§ **What the task requires**
Copy each line of the records that holds the string "would".
• • • •
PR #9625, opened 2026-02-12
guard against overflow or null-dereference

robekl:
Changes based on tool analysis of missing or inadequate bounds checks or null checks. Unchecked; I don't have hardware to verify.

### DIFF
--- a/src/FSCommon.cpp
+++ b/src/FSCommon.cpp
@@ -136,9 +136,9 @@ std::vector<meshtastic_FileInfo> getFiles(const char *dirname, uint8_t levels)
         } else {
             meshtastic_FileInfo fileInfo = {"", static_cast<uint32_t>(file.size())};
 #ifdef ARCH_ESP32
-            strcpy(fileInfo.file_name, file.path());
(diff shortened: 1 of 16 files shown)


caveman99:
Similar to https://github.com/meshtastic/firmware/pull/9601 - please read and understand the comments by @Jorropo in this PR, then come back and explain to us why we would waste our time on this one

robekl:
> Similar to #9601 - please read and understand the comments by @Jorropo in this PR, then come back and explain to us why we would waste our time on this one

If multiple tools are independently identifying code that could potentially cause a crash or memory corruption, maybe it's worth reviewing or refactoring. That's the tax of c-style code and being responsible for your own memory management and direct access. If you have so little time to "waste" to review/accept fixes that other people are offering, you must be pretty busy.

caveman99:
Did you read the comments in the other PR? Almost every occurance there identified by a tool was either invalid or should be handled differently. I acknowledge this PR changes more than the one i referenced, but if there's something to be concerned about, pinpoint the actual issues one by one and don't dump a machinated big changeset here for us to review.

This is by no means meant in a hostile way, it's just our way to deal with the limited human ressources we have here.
• • • •
§ **Task answer**
Similar to https://github.com/meshtastic/firmware/pull/9601 - please read and understand the comments by @Jorropo in this PR, then come back and explain to us why we would waste our time on this one
> Similar to #9601 - please read and understand the comments by @Jorropo in this PR, then come back and explain to us why we would waste our time on this one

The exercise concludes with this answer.